The CSVRecordWriter Access Schema Strategy should be set to "Inherit Record Schema"
That should do it. give it try and see how it goes.
Thanks
Created 12-18-2024 07:44 AM
Hi @phadkev ,
I'm not sure if there is a way around this without using Schema. You mentioned that you want to read the CSV files dynamically but does that mean you dont know what kind of CSV data you will get ? if so how are you parsing the data after conversion? what processor are you using the CSVReader & Write in ? maybe you can elaborate more on what you are trying to do with the data beginning to end to see if we can help in another way.
Created 12-18-2024 09:16 PM
Hi @SAMSAL ,
I'm using the CSV readers and writers in Query Record processor and CSVtoJSON Record Converter processor.
I am expecting around 10 types of CSV files(I mean to say, files with different columns). But this number might increase in the future upto 50. Even though I know what will these 50 files exactly contain, I'll still have to write all the 50 schemas in a schema registry. Which is complex to maintain and work with.

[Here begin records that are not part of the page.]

PR #1603, opened 2023-10-19
Add Ubuntu 20.04 support

bennibbelink:
Added 20.04 to the testing matrix and modified the Dockerfile slightly to build cyclus on 20.04.  

The only apt dependency that isn't available on 20.04 is `python3-pprintpp`, but it looks as though this is an optional dependency in the first place (see `src/pyinfile.pyx`), so we could probably drop it altogether if we want.

### DIFF
--- a/docker/Dockerfile
+++ b/docker/Dockerfile
@@ -1,7 +1,8 @@
 ARG pkg_mgr=apt
 ARG make_cores=2
+ARG ubuntu_version=22.04
 
-FROM ubuntu:22.04 as common-base
+FROM ubuntu:${ubuntu_version} as common-base
 
 ENV TZ=America/Chicago
 RUN ln -snf /usr/share/zoneinfo/$TZ /etc/localtime && echo $TZ > /etc/timezone
--- a/docker/Dockerfile
+++ b/docker/Dockerfile
@@ -120,6 +120,7 @@ WORKDIR /cyclus
 
 # You may add the option "--cmake-debug" to the following command
 # for further CMake debugging.
+RUN mkdir -p `python -m site --user-site`
 RUN python install.py -j ${make_cores} --build-type=Release --core-version 999999.999999 
 ENV PATH /root/.local/bin:$PATH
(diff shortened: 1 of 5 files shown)


bennibbelink:
The dependency image workflow passes on my fork, publishing 4 images for the matrix [[20.04, 22.04], [conda, apt]]

docker/Dockerfile
```diff
@@ -37,9 +38,9 @@ RUN apt install -y \
         python3-pandas \
         python3-jinja2 \
         cython3 \
-        libwebsockets-dev \
-        python3-pprintpp \
-    && apt clean -y all
+        libwebsockets-dev
+RUN apt install python3-pprintpp; exit 0
```
gonuke, line 42: Could this be handled with this `apt install` options?
```suggestion
RUN apt install -m python3-pprintpp
```

gonuke (changes requested):
This looks good to me.  One little comment about how to handle the potentially missing package more cleanly (??).

I notice that when this package is not available, we use `pprint` instead.  Is that part of the standard python or do we need to try to install that?

Also, won’t we need to update the PR testing workflow as well?

docker/Dockerfile
bennibbelink: This was still throwing an error for me.  I played around with some different `apt install` options but couldn't find a more graceful way to do this

bennibbelink:
`pprint` is part of the standard library so we shouldn't need to worry about installing it

All the workflows have the updated matrix now

docker/Dockerfile
bennibbelink: ** an error that stopped the docker build

bennibbelink:
Hmm... a sticky situation with the CI.  The PR workflows will fail because the 20.04 image doesn't exist yet, but the dependency image workflow won't run to create those images since this is coming from a fork.  How do you suggest we handle this?

bennibbelink:
Closing this PR in favor of #1605 .  Need the dependency changes to come from the upstream repo so the workflows have a chance to pass.

PR #1605, opened 2023-10-19
Add Ubuntu 20.04 support

bennibbelink:
Creating this PR from the upstream repo so the workflows pass (instead of #1603).  This adds 20.04 to the testing matrix and slightly modifies the Dockerfile to work on 20.04 and 22.04.

### DIFF
--- a/.github/workflows/build_test.yml
+++ b/.github/workflows/build_test.yml
@@ -51,3 +51,4 @@ jobs:
       - name: Cyclus Python Tests
         run: |
           cd tests && python -m pytest --ignore test_main.py
+          
--- a/.github/workflows/build_test.yml
+++ b/.github/workflows/build_test.yml
@@ -51,4 +51,3 @@ jobs:
       - name: Cyclus Python Tests
         run: |
           cd tests && python -m pytest --ignore test_main.py
-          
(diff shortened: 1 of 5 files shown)


bennibbelink:
When the 20.04 images are being published they are not tagged as `latest`, so when the build/test workflows try to pull the image it can't find it

gonuke:
They will get tagged as `latest` once we merge this, right?

bennibbelink:
I think so 🤞 The workflow should be triggered again on the push to `main`, and in that workflow it should be tagged as `latest` since it would satisfy `${{ github.repository_owner == 'cyclus' && github.ref == 'refs/heads/main' }}`

bennibbelink:
OR, the better way to do this might be to only include changes to the `Dockerfile` and `build_test_publish.yml` in this PR (which should pass all tests since only the dep Image workflow will be triggered), then have a separate PR (can be from my fork) that updates the other workflows

bennibbelink:
This PR now should publish dependency images for [[20.04, 22.04], [apt, conda]] with the `latest` tag when it is merged

I will make a separate PR that updates the other workflows, it's workflows should all pass once this PR is merged and new images are pushed

gonuke (approved):
Looks good - thanks @bennibbelink

PR #1607, opened 2023-10-19
Pull cyclus image from cyclus ghcr

### LINKED ISSUE #1606: Build_test workflow pulls cyclus-deps image from owner repository
This is a problem if a contributor wants to test on their own fork, but hasn't run the dependency image workflow (thus they don't have dependency images in their ghcr)

The solution is to hardcode the image as coming from the cyclus ghcr.  The downside of this is that a contributor will have to do some modifications in their fork if they want to run workflows on their own image, but since any PRs that affect the dependencies should be coming from the upstream repo, they will likely have to merge dependency changes first in a different PR (this may require a more in-depth PR review for the two PRs)

bennibbelink:
Closes #1606

### DIFF
--- a/.github/workflows/build_test.yml
+++ b/.github/workflows/build_test.yml
@@ -32,7 +32,7 @@ jobs:
         ]
     
     container:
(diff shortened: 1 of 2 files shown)


gonuke (approved):
Thanks @bennibbelink

PR #1608, opened 2023-10-20
Add 20.04 support for PR and Publish workflows

bennibbelink:
Relies on #1605  to be merged first.  The `build_test.yml` needs the dependency images for 20.04 to be published as `latest` before all the workflows will pass

### DIFF
--- a/.github/workflows/build_test.yml
+++ b/.github/workflows/build_test.yml
@@ -39,6 +39,11 @@ jobs:
       - name: Checkout and Build Cyclus
         uses: actions/checkout@v3
 
+      - name: echo some stuff
+        run: |
+          python -m site --user-site
+          ls /github/home/.local/lib/python3.8/site-packages
+
       - name: Building Cyclus
         run: |
           python install.py -j 2 --build-type=Release --core-version 999999.999999 
--- a/.github/workflows/build_test.yml
+++ b/.github/workflows/build_test.yml
@@ -39,11 +39,6 @@ jobs:
       - name: Checkout and Build Cyclus
         uses: actions/checkout@v3
 
-      - name: echo some stuff
-        run: |
-          python -m site --user-site
-          ls /github/home/.local/lib/python3.8/site-packages
-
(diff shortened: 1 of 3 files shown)


bennibbelink:
In doing this I found an issue with #1605.  In the Dockerfile the site-packages directory is made in the `cyclus` build stage instead of the `apt-deps` stage.  I added the `mkdir` command to `build_test.yml` to  confirm that this was the solution to get these workflows passing.  

It's probably better to update the Dockerfile directly instead of adding steps to the build_test workflow. (also the `PYTHONPATH` is hardcoded to python3.10, so that should be changed as well)

gonuke:
Happy to review merge a new PR fore this.

Is there an elegant way to determine the right package directory so that it can adapt to the python version?

gonuke:
I just made #1609 to handle it, I think

bennibbelink:
> Happy to review merge a new PR fore this.
> 
> Is there an elegant way to determine the right package directory so that it can adapt to the python version?

Yeah I think we should be able to something similar to the `mkdir` command I added... `python -m site --user-site`, I'll see if that will work when setting env vars in the Dockerfile

bennibbelink:
This is a little puzzling but I think I know what the problem is here.  When the workflow runs on the GitHub runner, the python site-packages directory is `/github/home/.local/lib/python3.8/site-packages/`. Even though we moved the `mkdir` command to the deps stage of the Dockerfile (where it is something along the lines of `/root/.local/lib/python...` , that created directory isn't where the install script is trying to install files.  

The solution I see to this is include a `mkdir` command in the `build_test.yml` workflow (so the workflows pass), on top of the one we already have in the Dockerfile (so users can build on that dependency image)

gonuke:
Hmmm - I remember seeing something about this - the workflow runs in a different home dir than the docker ...

gonuke:
Thanks @bennibbelink

gonuke (approved):

PR #1609, opened 2023-10-21
Fix pythonpath

### LINKED ISSUE #1610: Make sure python path is created and set in correct place
The PYTHONPATH variable should point to the user site location.  This location can be determined with:
`python -m site --user-site`

It was added recently to the `Dockerfile` but only in the `cyclus` stage and not the dependency state.

Two thinks should be done in each of the different dependency paths (apt, conda):
* [x] ensure the directory exists
* [x] set the PYTHONPATH variable

gonuke:
Ensure user-site path is created at right stage.

Fix PYTHONPATH to be not hardcoded

Fixes #1610

### DIFF
--- a/docker/Dockerfile
+++ b/docker/Dockerfile
@@ -45,7 +45,6 @@ RUN apt clean -y all
 
 RUN update-alternatives --install /usr/bin/python python /usr/bin/python3 10
 RUN mkdir -p `python -m site --user-site`
-ENV PYTHONPATH `python -m site --user-site`
 
 FROM common-base as conda-deps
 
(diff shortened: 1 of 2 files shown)


docker/Dockerfile
```diff
@@ -44,6 +44,8 @@ RUN apt install -y python3-pprintpp; exit 0
 RUN apt clean -y all
 
 RUN update-alternatives --install /usr/bin/python python /usr/bin/python3 10
+RUN mkdir -p `python -m site --user-site`
+ENV PYTHONPATH `python -m site --user-site`
```
bennibbelink, line 48: When I build this image I'm seeing `$PYTHONPATH` equal to "\`python -m site --user-site\`" and not the actual output of that command (confirmed by various [articles](https://forums.docker.com/t/how-do-i-send-runs-output-to-env-in-dockerfile/16106)).  Might need to figure out something more clever to set this dynamically

bennibbelink: The options I'm seeing are:
1. set it in the `CMD` (don't think this will work with multiple stages since the `RUN` steps will run in different shells
2. store it in a file? (doesn't really solve anything if we need to run a script to set the env var)
3. change the site-packages directory to something we know, so that we know where cyclus is installed and we can safely hardcode the PYTHONPATH (I'm trying to see if this is possible)

bennibbelink: Actually... do we need to explicitly set the `PYTHONPATH` env var?  When I omit that line and build images, the correct site-packages directory is in `sys.path` and all tests pass (besides test_main.py of course). The best solution might be to delete line 48 altogether

bennibbelink (approved):
Looks good, thanks @gonuke

PR #1611, opened 2023-10-21
Boost warnings

bennibbelink:
The Boost deprecation warnings are gone now.  

The most significant changes involve converting `<boost/detail/sp_typeinfo.hpp>` to `<boost/core/typeinfo.hpp` and its declarations.

I also cleaned up some unnecessary `#include`s and added some `#include`s to explicitly declare `<boost/shared_ptr.hpp>` where it had been declared implicitly through other header files (not necessary but might prevent issues in the future)

### DIFF
--- a/.github/workflows/build_test.yml
+++ b/.github/workflows/build_test.yml
@@ -24,6 +24,7 @@ jobs:
       fail-fast: false
       matrix:
         ubuntu_versions : [
+          20.04,
           22.04,
           ]
         pkg_mgr : [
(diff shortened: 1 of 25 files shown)


gonuke (approved):
This looks great!! I thought it might be straightforward, but they did make a clutter. Thanks @bennibbelink

gonuke:
I'll merge once this goes out of draft

bennibbelink:
Thanks! It was more straightforward than I was expecting thankfully.  I'll move this out of draft once we get #1608 merged, I haven't tested these boost changes on 20.04 so I'd like to see the new testing matrix run first

gonuke (approved):

PR #5, opened 2019-05-06
CIF-827 - Fix NPE in product model for getDescription

herzog31:
## Description
Fixed NullPointerException that might occur when calling `getDescription` for a product or product variant.

```
Caused by: java.lang.NullPointerException: null
	at com.adobe.cq.commerce.core.components.internal.models.v1.product.ProductImpl.getDescription(ProductImpl.java:122) [com.adobe.cq.commerce.components.core:0.0.1.SNAPSHOT]
```

## Types of changes

## Checklist:

### DIFF
--- a/bundles/core/src/main/java/com/adobe/cq/commerce/core/components/internal/models/v1/product/ProductImpl.java
+++ b/bundles/core/src/main/java/com/adobe/cq/commerce/core/components/internal/models/v1/product/ProductImpl.java
@@ -27,6 +27,7 @@ import javax.inject.Inject;
 import com.adobe.cq.commerce.graphql.client.GraphqlClient;
 import com.adobe.cq.commerce.graphql.client.GraphqlRequest;
 import com.adobe.cq.commerce.graphql.client.GraphqlResponse;
+import com.adobe.cq.commerce.magento.graphql.ComplexTextValue;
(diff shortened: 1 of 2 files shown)


bundles/core/src/main/java/com/adobe/cq/commerce/core/components/internal/models/v1/product/ProductImpl.java
```diff
@@ -395,4 +396,18 @@ private ProductInterface getProduct(GraphqlClient client, String slug) {
...
+
+    private String safeDescription(ProductInterface product) {
+        ComplexTextValue description = product.getDescription();
+        if (description == null) {
+            return "";
+        }
+
+        String descriptionHtml = description.getHtml();
+        if (descriptionHtml == null) {
+            return "";
```
cjelger: Why return an empty string? The HTL should handle that correctly, simply testing for the property before displaying anything.

herzog31: That's probably the easier approach. So I let the function just return `null`.

herzog31: @cjelger done :)

PR #7, opened 2019-05-07
releng - Update jackson dependency to fix vulnerability

herzog31:


cjelger:
Did you check that these versions are ok for AEM 6.4.4? I'm actually wondering where we use these `jackson` dependencies in our code ... do we really need that other than for testing?

herzog31:
@cjelger The product component uses it to convert data objects into JSON to provide them to the client-side code via `data` attributes in the HTML.
I will verify that everything still works with AEM 6.4.

herzog31:
@cjelger As discussed, I removed the jackson dependencies completely, since they are included in the 6.4.4 UberJar. I also tried the all package on 6.4.0 and 6.4.4. It will not work with 6.4.0, but works on 6.4.4. However, 6.4.4. comes with a core components version that's too old, so a newer one has to be manually installed. I think we should declare this dependency explicitly in our pom file.

PR #10, opened 2019-05-08
@releng - updated README

mhaack:
## Description

Add missing configuration instructions

## Types of changes

## Checklist:


herzog31:
This project doesn't have a dependency to the authoring tooling yet (only GraphQL client + Magento models), so the picker will not be available. Either we add the dependency and update the documentation with the setup, or not mention the picker for now. But I guess for components like the product teaser we anyway need the dependency.

mhaack:
@herzog31 good point I will mention the authoring toolkit. I think we have to because the components already using the `cifcategoryfield` & `cifproductfield` in the dialogs and therefor have indirect dependencies.

cjelger:
Well I wouldn't call it an "indirect" dependency, in this case, it's really required. Maybe, but I'm really not sure here, we could also embed these dependencies in the "all" package.

mhaack:
Just updated the PR and named it "optional" as the components itself will work, but will be limited. Maybe that is enough? We can refine if we have other components like teaser ready which really don't work without it.

mhaack:
@cjelger for the all package I would not embed it directly since it is a but we can add it as a package dependency.

README.md
```diff
@@ -25,14 +27,40 @@ For more details about the UberJar please head over to the
...
+        * Keep the `default` service identifier or set something custom. Make sure to use the same value in step 2) below.
+        * For _GraphQL Service URL_ enter the URL of your Magento GraphQL endpoint (usually `https://hostname/graphql`)
+        * If you use this project together with the [AEM Commerce connector for Magento](https://github.com/adobe/commerce-cif-connector) this has to be configured only once.
+
+2) Link your AEM site with the GraphQL client instance
+    * Go to http://localhost:4502/crx/de/index.jsp
+    * Navigate to the page root node e.g. /content/venia/jcr:content for the Venia sample page
+    * Add a property `cq:graphqlClient` with the value of the service identifier of step 1
+    
+3) Assign the Magento root category of to your website
```
cjelger: typeo: "of to"

README.md
```diff
@@ -25,14 +27,40 @@ For more details about the UberJar please head over to the
...
+    * Go to AEM Sites console http://localhost:4502/sites.html/
+    * Navigate to the catalog page with your site structure e.g. /content/venia/us/en/products for the Venia sample page
+    * Select the catalog page and open page properties
+    * Select the Commerce tab
+    * Enter the root category of your Magento catalog the site should be assigned or use the category picker
```
cjelger: Sorry one more comment: maybe you should write "root category id", and I guess here the picker will not work without the connector, right? Maybe add an extra comment in parentheses?

mhaack: Changed the wording. The picker can, at the moment, only be used to select any category except the root category.

PR #19, opened 2019-05-13
CIF-722 - Remove obsolete properties

herzog31:
## Description
Updated feedback from verification. 
* Remove obsolete `catalogRoot` property.
* Fix `jcr:language` language tag.

For reference: The refsquad is recommending to use the Page API to get the language (https://git.corp.adobe.com/CQ/wcm/blob/master/bundles/cq-wcm-api/src/main/java/com/day/cq/wcm/api/Page.java#L357).

## Types of changes

## Checklist:

### DIFF
--- a/ui.content/src/main/content/jcr_root/content/venia/language-masters/en/products/.content.xml
+++ b/ui.content/src/main/content/jcr_root/content/venia/language-masters/en/products/.content.xml
@@ -6,7 +6,6 @@
         jcr:primaryType="cq:PageContent"
         jcr:title="Catalog Page"
         sling:resourceType="venia/components/structure/catalogpage/v1/catalogpage"
-        catalogRoot="{Boolean}true"
         showMainCategories="{Boolean}true"/>
     <category-page/>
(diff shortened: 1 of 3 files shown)


mhaack:
@herzog31 how to read your comment on the page API for language? What are you referring to, we already use the page API, see https://github.com/adobe/aem-core-cif-components/blob/453ac60c4f29b197cb89b21a6a69a1bdeccc2f87/bundles/core/src/main/java/com/adobe/cq/commerce/core/components/internal/models/v1/productlist/ProductListItemImpl.java for example.

herzog31:
@mhaack Correct. Levente was suggesting to use `LanguageManager` in the JIRA issue.

LSantha:
LanguageManager is used in AEM in locations outside commerce. Ideally we would need to ensure that the available not deprecated methods used in AEM in our code or elsewhere to determine the language should yield consistent result. However at the current state of the affair that looks quite a challenging problem. We may need to revisit this issue in the future.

So I thought of this method in which I'll append all the values in a csv file with double quotes such that the reader and writer will consider it as a string. But it still continues to read it as an integer
Input File:
col1,col2,col3,col4,col5
999,C10,100,010,0
999,C06,10,010,0
This is what the CSV writer is giving:
Created on 12-19-2024 06:48 AM - edited 12-19-2024 06:50 AM
Hi @phadkev ,
Since you dont care if all the values come as string , then I would suggest doing the following:
1- Use the ExtractRecordSchema processor to generate the avro.schema attribute with the record schema as inferred by Nifi (Available 1.26+ version ) as follows:
The CSVReader for this processor will use infer schema strategy.
once you pass your CSV input through this processor you will have new flowfile attribute avro.schema with the following value
As Expected some of the values like name are assigned int type which we will take care of in the next step.
2- Use UpdateAttribute to replace any int type with string type inside the avro.schema attribute as follows:
The Expression Language used to re set the avro.schme attribute:
${avro.schema:replace("int","string")}
3- Use the QueryRecord with a different CSVReader from step 1 where this one uses the "use Schema Text Property" . Notice how by default the Shema Text property is set to the avro.schema attribute, which we generated from step 1&2:
Also make sure you set the same strategy for the CSVRecordWriter to ensure that the read and written CSV will be in the desired format.
Hope that helps. If it does, please accept the solution.
Thanks
Created 12-19-2024 10:14 PM
Hi @SAMSAL ,
Thanks this did work.
Created 12-20-2024 05:49 AM
Hi @phadkev ,
Im glad its working for you. Something I forgot to mention is that this will perform OK if your CSV dataset is small in size. Im not sure how inferring schema works but I imagine it does full scan on data to determine the appropriate type and if this the case this operation will be costly with large data. That is why its always recommend to know your schema and pass it when working with records.
Having said this , I was concerned about the performance of my suggestion above so I did more research and found that actually there is an easier way to convert everything to string in much faster way where you don't need the extra processors. The suggestion is based on this post.
Basically, all you have to do in the CSVReader is to set the Access Schema Strategy to "Use String Fields From Header".
The CSVRecordWriter Access Schema Strategy should be set to "Inherit Record Schema"
That should do it. give it try and see how it goes.
Thanks
Created 12-20-2024 07:26 AM
@SAMSAL , This is indeed more efficient. Thanks for letting me know.